I still have quite some NIB drivers from 'those days' lying around and I'm hoping all ingredients for a more than decent 2.1 system are there.

The list:
- CSS FR125 x 10+
- CSS WR125 x 4
- Adire Extremis 8 Ohm x 2
- Adire Koda 8 x 2
- Adire Koda 10 x 3
- Dynaudio MD130 x 2

- A stereo amp that will push virtually anything between 4 and 16 Ohms with plenty of power. (+/- 2 x 150rms @ 8 Ohm)

For the .1 part obviously the Koda 10 is the main contender but I'm having a hard time to design a sufficiently small enclosure. I settled on a 55l box, tuned to around 29 hz but after adding the port displacement, bracing, plate amp and extra height for a down firing setup I end up with a not so compact solution. Swapping the BR for a smilar PR design is more compact but a lot more expensive. 

For the 2. part I see several solutions:
- Simply continue with the current FR125 setup. This might be a bit 'light' when combined with the .1 part ...
- A MTM design with FR125/WR125 drivers. The MLTL TMM design of Tim Forman ( http://www.frugal-phile.com/box-plans/rosa-wr125-TMM-map.gif) includes a filter design which I would like to reuse.
- A MM design with FR125's but i'm unsure how this will influence my sound stage with 2 sources for the highs. Maybe Bi-pole will be a solution for this issue? Big plus is the fact I will need no filter!!! 
- Combining the Dynaudio tweeters with the Extremis 6 but designing a filter will be a mayor obstacle.

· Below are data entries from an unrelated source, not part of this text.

PR #16, opened 2016-08-23
Fix logging prefix

GaryJones:


veewee:
Thanks for the PR!

GaryJones:
Thanks for a very useful package :-)

Issue #34, opened 2017-02-17
Ignoring null values when XML is created?


HKandulla:
Hi,

is it possible to make the generated xml not include any properties that are null?
Can I create a TypeConverter to accomplish this?

Thanks, Hannes

veewee:
Can you provide some additional information about what you are trying to do?
Maybe a code sample would be handy :)

HKandulla:
Sure. The Service I send my requests to allows me to send:
1. <ns1:DoNotCall>true</ns1:DoNotCall>
2. leave it out completely. 
But I am not allowed to send a null value in the form:
3. <ns1:DoNotCall xsi:nil="true“/>

veewee:
This can be done with a type converter, but then you'll have to add a converter for every type you want to convert this way. In this case: ns1:DoNotCall.

HKandulla:
first of all, tahnks for your quick response!
I created the type converter and used and defined:

`

    public function convertPhpToXml($php)
    {
        return !is_null($php)
            ?
            sprintf('<%1$s>%2$s</%1$s>', $this->getTypeName(), $php)
            :
            ''
            ;
    }
`

But the generated XML still contains `<ns1:CustomerID/>`

Any idea how I can eliminate the creation of the tag completely?

Thanks, Hannes

faibl:
Hi @veewee,

I figured that the type converter only allows to alter the content and not the tag itself. But I solved it by creating a middleware that removes all empty tags:

`

    public function beforeRequest(callable $handler, RequestInterface $request, array $options)
    {
        $xml = SoapXml::fromStream($request->getBody());

        // remove all empty nodes
        while (($notNodes = $xml->xpath('//*[not(node())]')) && ($notNodes->length)) {
            foreach($notNodes as $node) {
                $node->parentNode->removeChild($node);
            }
        }

        return $handler(new Request(
            $request->getMethod(),
            $request->getUri(),
            $request->getHeaders(),
            $xml->toStream()
        ), $options);
    }
`

Thanks for your help and a great library.

Best, Hannes

veewee:
No problem! Do you mind adding the Middleware to the package? I am pretty sure it will come in handy for other people as well. Since you already have the code, you'll only have to add some tests and some documentation.

Also, this might be a bit shorter then creating a new request manually:

```php
$request = $request->withBody($xml->toStream());
```

Thanks!

faibl:
sure, I am happy to contribute!
I prepare a PR later tonight.
[...]

PR #38, opened 2017-03-03
add decimal typehints and converter

HKandulla:


src/Phpro/SoapClient/Soap/TypeConverter/DecimalTypeConverter.php
```diff
@@ -0,0 +1,54 @@
...
+    /**
+     * {@inheritdoc}
+     */
+    public function convertXmlToPhp($data)
+    {
+        $doc = new DOMDocument();
+        $doc->loadXML($data);
+
+        if ('' === $doc->textContent) {
+            return null;
```
veewee: Should this method really return null? I would think that if it is null, it would return the value `0.0`. Otherwise we won't be able to add strict types to the generated code in the future. Or do you see use-cases for `null` values?

test/PhproTest/SoapClient/Unit/TypeConverter/DecimalTypeConverterTest.php
```diff
@@ -0,0 +1,81 @@
+<?php
+
+namespace PhproTest\SoapClient\Unit\Middleware;
```
veewee: It looks like you've placed this test in a wrong namespace.

test/PhproTest/SoapClient/Unit/TypeConverter/DecimalTypeConverterTest.php
```diff
@@ -0,0 +1,81 @@
...
+     */
+    public function testConvertPhpToXml()
+    {
+        $xml = '<decimal>24.7</decimal>';
+
+        $output = $this->converter->convertPhpToXml((float) 24.700);
+
+        $this->assertSame($xml, $output);
+    }
+}
```
veewee: Can you add a newline at the EOF?

veewee:
Hi @HKandulla,

Thanks for the PR! I've added some small remarks.
You can also add a double converter here.

src/Phpro/SoapClient/Soap/TypeConverter/DecimalTypeConverter.php
HKandulla: I was thinking about this too. I think null should be possible in all converter (no value) and strict types should always be nullable (?float), unfortunately this would make PHP 7.1 a requirement. In my case the service uses null to reset the value to its default. What do you think?

veewee: What do you mean with "reset the value to its default"?

HKandulla:
HI @veewee,
thanks for your remarks. I make the changes and also add a double converter.

src/Phpro/SoapClient/Soap/TypeConverter/DecimalTypeConverter.php
HKandulla: The SOAP-Service I am working with resets a property to its default value if I the corresponding tag is empty. If the tag has the value 0.0 it would set this value (and not the default)..

veewee: For me the value `null` is also OK, but we should take this in consideration if we want to support strict types at some point. Let's keep it this way for now :)

HKandulla: great. Thanks.

src/Phpro/SoapClient/ClientBuilder.php
```diff
@@ -88,6 +88,7 @@ public function __construct(ClientFactoryInterface $clientFactory, $wsdl, array
         // Add default converters:
         $this->addTypeConverter(new TypeConverter\DateTimeTypeConverter());
         $this->addTypeConverter(new TypeConverter\DateTypeConverter());
+        $this->addTypeConverter(new TypeConverter\DecimalTypeConverter());
```
veewee: I guess we should also add the double type converter to the defaults?

HKandulla: oh yes, sorry. It's added.

veewee:
Thanks for the work already. It looks like there is one thing left to do: updating the documentation.
https://github.com/phpro/soap-client/blob/master/docs/type-converter.md#convert-soap-types

HKandulla:
It's a pleasure. It's a great library! Is there anything else I can do?

veewee:
@HKandulla, Sure you can. There is the issue you created about ignoring null values (https://github.com/phpro/soap-client/issues/34)
Besides that, you can pick any open issue with the label [help wanted](https://github.com/phpro/soap-client/issues?q=is%3Aissue+is%3Aopen+label%3A%22help+wanted%22) you want or add something you are still missing to the package.

HKandulla:
I am still busy with the tests on #34. I want to add proper tests that make sure that even nodes with empty child nodes are removed by my middleware. But I definetely do this this week.. I was thinking about adding support for sequences as in:

`<s:complexType name="ArrayOfSyncCustomerRecord">
  <s:sequence>
<s:element minOccurs="0" maxOccurs="unbounded" name="SyncCustomerRecord" nillable="true" type="tns:SyncCustomerRecord"/>
</s:sequence>
</s:complexType>
`
But I need to investigate a little more. Any maybe the IteratorInterface is a good enough solution. If you have am idea of what is needed as far as support for sequences/arrays goes, please let me know.

veewee:
For sequences, I always use the Iterator. It works well and you can just iterate over the results as you probably always want to do. Let's continue the discussion in #34.

PR #40, opened 2017-04-07
Fixed authorization header for HTTP Basic Auth

geoffreytran:
HTTP Basic Auth middleware isn't using the correct header name. It should be Authorization.


veewee:
Wow, that is painful :) Thanks for noticing!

In the old days I would just start building and using mainly trial and error to get to my goal. However, I do no longer have the time, money and room for that approach. I really need to figure this out as much possible to maximize the chances that attempt one will be successful.

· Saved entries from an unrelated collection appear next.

PR #44, opened 2017-05-12
allow to get original soap type 

insekticid:
allow to get original soap type and use it in custom CodeGenerator\Assembler

external Soap provider is using .NET ticks as xs:long so I need to know what was original type in my custom Assambler code generator

### DIFF
--- a/src/Phpro/SoapClient/CodeGenerator/Model/Property.php
+++ b/src/Phpro/SoapClient/CodeGenerator/Model/Property.php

Thanks for reading and all and every comment or suggestion is more than appreciated!


----------



## Orbit_be (May 11, 2014)

No input or suggestions yet? 

Anyway, I've been playing around with WinISD a lot and it just feels more and more that I need to make some measurements of the current situation in order to better know what I want the result to be. 

When modeling a closed enclosure for the Koda 10" + my current (reverse engineered) vented FR125 setup it looks like i'm hardly going to gain low end extention. I know it sounds absolutely ridicule but that what WinISD shows me. (Koda is modeled with a 100hz lowpass)

 

Can someone explain to me what I'm missing?

I also had a talk with the girlfriend and we agreed that we'll order our projector screen ASAP to have a better view on the available space once it is installed. I'm also considering the purchase of a USB measuring mic. I still have a LinearX RTAjr in the basement but the thing is so incredibly user UNfriendly and overkill (measures reliable up to 170 dBa) that I'm probably better of selling it. Any takers?


----------